M3GAN

An orphan is given a killer AI doll in M3GHAN, AKA Bride of Prince Chucky.

Heavily hyped as the new Chucky, M3GHAN is more meme than movie. Like last year’s Smile it delivered an aggressive marketing campaign where they forgot the actual product. It is but a tile on Netflix, a post-it note with “girl Chucky” scrawled in biro, a project so derivative even its protagonist (Get Out‘s Allison Williams) resembles a cross between Keira Knightley and Jennifer Carpenter.

Williams plays Gemma, a toymaker who owns zero toys but has been working on an AI called M3GHAN, which stands for Model 3 Generative Android (no mention of where the H comes from). Upon taking custody of her niece (Violet McGraw), Gemma gives her the toy that proves as unfinished as the film she’s in.

We then wait an interminatorbly long time for the doll to go on a killing spree that never materialises, possibly because the violence was cut to secure a PG-13 rating, begging the question of who this is for. It has neither horror nor camp, diluting its Chucky cheese with child therapy scenes and lectures about screen time.

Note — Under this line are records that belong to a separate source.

PR #12436, opened 2026-07-31
perf(inverted): cut batched Contains extraction allocations and faster segment-index reads

aliszka:
## Motivation

Part 7 of the stacked series toward batched `ContainsAny`/`ContainsAll` (#12242). With the batched fold itself already fast, a performance audit found the remaining cost sat in **key extraction** — one heap allocation per filter value (100K values ≈ 100K allocs/op) — plus warm `binary.Write`/`binary.Read` sites doing reflective, buffer-allocating encoding for fixed-width keys. This PR makes batched extraction **allocation-flat** and lands two adjacent read-path wins the audit surfaced. All key encodings stay **byte-identical** (no on-disk format change; upgrade and downgrade safe), verified by differential runs over millions of values and new golden byte-vector tests. Extraction at N=100K: int `199,746 → 3` allocs/op (~−74% on the step), text-FIELD `100,006 → 7` (~−32%); the segment-index descent drops **18–19%** on 8-byte keys (~−8% end-to-end on int/number/date `ContainsAny`).

## Approach

Eight self-contained, bisectable commits:

- **Direct fixed-width encoders**: `LexicographicallySortable{Int64,Float64,Uint64}` and their `Parse*` drop `bytes.Buffer` + `binary.Write` for direct `binary.BigEndian`; new allocation-free `Put*` variants, and golden byte-vector tests pin the exact on-disk layout and sort order (round-trip tests alone can't catch an encoding flip).
- **One slab per filter, typed**: text-FIELD keys pack into a single capacity-capped slab instead of one `[]byte` per value; the batched path no longer re-boxes already-typed values through `func(interface{})` — each family encodes straight into the slab via one `put*Key` kernel shared with the single-value `extract*Value` methods, so the batched and desugared paths can't drift. Bool becomes a direct `0/1` byte (parity with `Analyzer.Bool` pinned).
- **8-byte word-compare in `DiskTree.GetOffsets`**: 8-byte keys compare as big-endian `uint64`s instead of `bytes.Compare` (identical for equal-length keys), skipping the per-node call overhead that dominates the descent. Benefits every 8-byte-keyed read, not just Contains.
- **`binary.Write`/`Read` sweep** of the remaining warm per-row sites: docID secondary-index keys, the stored-time property parse, the bool aggregator, `Analyzer.Bool`/`BoolArray`, and a duplicated node serializer in `Tree.MarshalBinary` (now delegates to `MarshalBinaryInto`). Cold streaming/metadata uses (WAL replay, segment headers, gossip) keep the `io.Reader/Writer` idiom.
- **`strings.Cut` hoist**: `GetPropertyByName`/`GetNestedPropertyByName` compute the dot-notation root once instead of once per property.
- **Drop the dead base-segment deletions read**: `segment.roaringSetGet` runs only for the oldest segment holding a key, whose tombstones mask nothing older, and the sole consumer read additions only — the deletions clone was retained solely for buffer release. Disk reads now return `*sroar.Bitmap` (memtable/cursor paths keep `BitmapLayer`, where deletions are live); removes the now-dead `combineReleases`, `SegmentNode.DeletionsCloneToBuf`, and the pool's `CloneBytesToBufBounded` (net `+92 / −213`).

## Risks and testing

- **Encoding drift or format change**: every encoder is byte-identical to before — a differential over 3M+ random values, golden byte-vector tests pinning int/float/uint layout and sort order, and bool parity against the write side. No on-disk bytes change; the segment-index change is read-only.
- **Base-segment deletions actually dead**: `SegmentGroup.roaringSetGet` folds oldest-first so the base has nothing older to mask, and newer segments still apply their deletions via `roaringSetMergeWith` (`AndNotConc(deletions).OrConc(additions)`). The pooled-buffer leak test covers all oldest-segment shapes (additions+deletions / additions-only / deletions-only) in both mmap and pread, asserting nothing outstanding after release.
- **8-byte fast path diverging from `bytes.Compare`**: a fuzz test pins `cmp.Compare(BE(a), BE(b)) == bytes.Compare(a, b)` for equal-length keys; a mixed-key-width descent test exercises both on-disk layouts and absent keys.
- **`putUUIDKey`**: now bounds-checks `dst` (panics on a short buffer, matching `binary.BigEndian.PutUint64`) instead of silently truncating — all in-tree callers pass 16 bytes, so it is a no-op today.
- **Pre-existing, deferred**: `NaN` in a gRPC *number* filter reaches the float encoder unguarded (the int path already rejects `NaN`/±Inf); it does not round-trip and yields a match-nothing-or-wrong result rather than an empty match. Unchanged here — it will be fixed at the filter boundary in a follow-up; the encoder godoc now documents `NaN` as unsupported.
- Unit + integration suites `go test -race` green (inverted, lsmkv, roaringset, aggregator, schema, searchparams, storobj); every commit builds individually; both linters clean.


adapters/repos/db/inverted/analyzer.go
```diff
@@ -276,36 +274,26 @@ func (a *Analyzer) FloatArray(in []float64) ([]Countable, error) {
 	return out, nil
 }
 
-// BoolArray requires no analysis, so it's actually just a simple conversion to a
-// little-endian ordered byte slice
+// BoolArray requires no analysis, so it's actually just a simple conversion to
+// one 0/1 byte per value
```
amourao: **nitpick:** duplicated comments for the simple conversion

adapters/repos/db/lsmkv/segmentindex/disk_tree.go
```diff
@@ -122,7 +134,13 @@ func (t *DiskTree) descendTo(key []byte) (pos, keyLen uint64, err error) {
 			return 0, 0, fmt.Errorf("node key at %d len %d out of range", pos, keyLen)
 		}
 
-		keyEqual := bytes.Compare(key, data[pos:pos+keyLen])
+		var keyEqual int
```
amourao, line 137: **suggestion:** : the word-compare optimization went into descendTo only, while the cursor/seek descent (seekAt) still pays the per-node bytes.Compare the PR's own comment calls the dominant cost. Same transformation applies verbatim.

adapters/repos/db/inverted/analyzer.go
aliszka: Removed them entirely rather than deduplicating — the encoding and the per-element loop are both visible in the two-line bodies, so the comments only restated them. That also drops a stale claim on `Int`/`IntArray` about a "string-formatted byte slice", which `LexicographicallySortableInt64` doesn't produce.

adapters/repos/db/lsmkv/segmentindex/disk_tree.go
aliszka: Right that the seek path was missed, but `bytes.Compare` isn't what separates the two: `seekAt` decodes a node per level via `readNode`, which allocates a copy of every key it walks past — 18 allocs/op against 1 for `Get` on the same tree and probes (625 vs 287 ns/op at n=1M). Dropping the compare would shave a few ns while the allocations stay, so I'd rather fix the in-place reads and add the missing Seek benchmark in a separate PR.

aliszka:
Picking up Copilot's suppressed comment on `entities/inverted/serialization.go:32`:

> `NaN` is documented as unsupported, but this API still returns a successful key for it. […] complementing its bits and later parsing them can produce a finite value, yielding an incorrect equality/range result rather than an error. Please reject NaN at the filter boundary (including number arrays) and add regression coverage instead of leaving this known incorrect query path deferred.

NaN behaviour is unchanged: the rewrite is byte-identical to the previous implementation, verified against it over 2M random bit patterns including NaN and both infinities — zero mismatches. Only the doc comment recording the limitation is new; rejecting NaN at the filter boundary changes query results and belongs in its own PR.

antas-marcin (approved):

PR #12443, opened 2026-08-03
MUVERA optimize for SIMD

trengrj:
### What's being changed:
- Improve MUVERA encoding to use the `tphakala/simd` f32 SIMD kernels 
- MUVERA S matrices and gaussians get contiguous row-major copies, persisted config format untouched
- Use `f32.DotProductStrided` per (repetition, cluster)
- Refactor late interaction scoring out of core `search.go`

### Micro benchmarks

Encoding

**(C4 Xeon 8581C, ColBERT-ish shapes d=128, 100 doc / 32 query
tokens, defaults KSim=4 / DProjections=16 / Repetitions=10):
EncodeDoc 504 → 52µs (9.7×), EncodeQuery 385 → 27µs (14.3×).**

Late interaction scoring

**30.9 → 16.7µs per candidate at 32×100×128 (1.85×).**

### Macro benchmarker validation

`lotte-recreation-reduced-vl.hdf5` (167k docs × 20 tokens × 128d, 924 queries × 5 tokens, cosine) via weaviate-benchmarking, `-m 128 --muveraEnabled --rq auto --queryDuration 20`, GCP C4 (Xeon 8581C, 8 vCPU). ABBA protocol, two runs per side, per-side spread <1.5%:

| | main | this PR | delta |
|---|---|---|---|
| import wall | 67.2 / 67.6 s | 56.8 / 55.3 s | **−17%** |
| import CPU | 516 / 516 s | 410 / 409 s | **−21%** |
| QPS ef=16 | 3931 / 3952 | 5244 / 5316 | **+34%** |
| QPS ef=64 | 2455 / 2443 | 2929 / 2925 | **+19%** |
| QPS ef=128 | 1638 / 1594 | 1789 / 1791 | **+11%** |
| QPS ef=256 | 981 / 968 | 1019 / 1019 | +4.5% |
| QPS ef=512 | 538 / 538 | 544 / 536 | ~0% |

Also reproduced locally on Apple Silicon (arm64/NEON path, single A/B run per side, same flags):

| | main | this PR | delta |
|---|---|---|---|
| import → queries start | 111 s | 101 s | −9% |
| QPS ef=16 | 5635 | 8398 | **+49%** |
| QPS ef=64 | 3346 | 4092 | **+22%** |
| QPS ef=128 | 2132 | 2310 | +8.3% |
| QPS ef=256 | 1211 | 1313 | +8.4% |
| QPS ef=512 | 672 | 695 | +3.4% |

Recall@10 and ndcg equivalent throughout, new tests to validate parity vs non-simd scoring.

This PR also makes HFresh MUVERA imports ~35% faster (48.1s → 31.3s on the same dataset, since HFresh encodes every inserted doc via the shared MUVERA encoder. HFresh query QPS and recall/ndcg are unchanged, as its rescore path is scalar and does not yet use the SIMD scorer (tracked as a follow-up).


abdelr (dismissed):
Nice speedups, and the ABBA macro benchmark makes the claims easy to trust. I went through the diff carefully; summary of what I checked and what I'd like before merge.

Verified rather than trusted:
- The simHash sign flip is equivalent given the dot distancer returns −dot.
- The scale/clear/backfill logic moved into late_interaction.go is arithmetically identical to the old inline version.
- Ragged-dims error and empty-doc semantics are preserved and pinned by the parity tests against the retained scalar reference.
- The early pool-Put in computeScore is safe. Multi-vectors are freshly allocated in unmarshalMultiVectors, so no use-after-free.
- Both Copilot inline comments were already addressed in the second commit.

One thing I'd like added before merge:
- An explicit dims check in the muvera insert branch. The old scalar path crashed on ragged token dims; the SIMD kernels now silently truncate instead. A crash → silent-wrong-result trade is the one place in this PR where I'd spend a couple of lines on a guard, even if ragged input "can't happen". If it ever does, we'd much rather see an error than quietly score truncated tokens.

Non-blocking suggestions:
- The per-candidate `dots` allocation sits on the rescore hot path; a pooled or reused buffer would keep that loop allocation-free.
- simHash is now test-only, worth a comment (or a move into the test package) so it doesn't read as reachable prod code.
- The ignored bool returned by DotProductStrided deserves a one-line comment saying why it's safe to drop.
- Might be worth a line in the PR description noting filtered flat-search inherits the speedup too, good news worth stating.

Questions:
1. Is an empty multi-vector reachable from the public path? encode now returns nil where the old code produced a zero-vector (or panicked). If it's reachable, what does SearchByVector do with nil?
2. Is there dims validation upstream of addMultiBatch's muvera branch, or is the guard above the only line of defense?
3. Was cross-arch fp drift in cluster assignment considered? Looks harmless and pre-existing in spirit, just want it to be a decision rather than an accident.

abdelr (approved):
Two questions, neither blocking the merge:

1. `computeLateInteraction` now branches on `useCache`, so uncompressed non-muvera indexes score from the vector cache instead of the shared bucket view. I assume this is intended, it matches what `computeScore` already did. But it changes which memory that path touches and it drops the single consistent view, so I want to be sure it is part of the perf win and not a side effect of the move.

2. `rescore()` lost the `minRescorePerWorker = 4` heuristic and now uses the budget formula. That is the single-vector path, so it affects every RQ/PQ search, not multivector. With 8 candidates it goes from 2 workers to 8. Intentional here, or leftover from another branch? If intentional, did you measure the single-vector side?

One more thing: if the kernels changed after you took the numbers in the description, worth re-running BenchmarkMuveraEncodeDoc and BenchmarkLateInteractionScore, both are in-tree now.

Further questions around why anyone would create a toy capable of killing but not singing in key (or why nobody thinks to dismantle the damn thing) could be dismissed if the movie succeeded in its one job of making a scary doll. But in an industry that has given us Furbys, Cabbage Patch Kids, J. K. Rowling Barbie and that animatronic aberration in The 6th Day, M3GHAN barely registers. She doesn’t even have any Chucky-style one-liners, turning the Turing test into an endurance test.

The killer dull continues producer James Wan’s transition from haunted house hack to B-movie merchant, but fails to deliver the schlock of Malignant or Aquaman. Ultimately M3GHAN does such a bad job of imparting its anti-screen time message that you immediately have to use your phone to look up what film you just saw.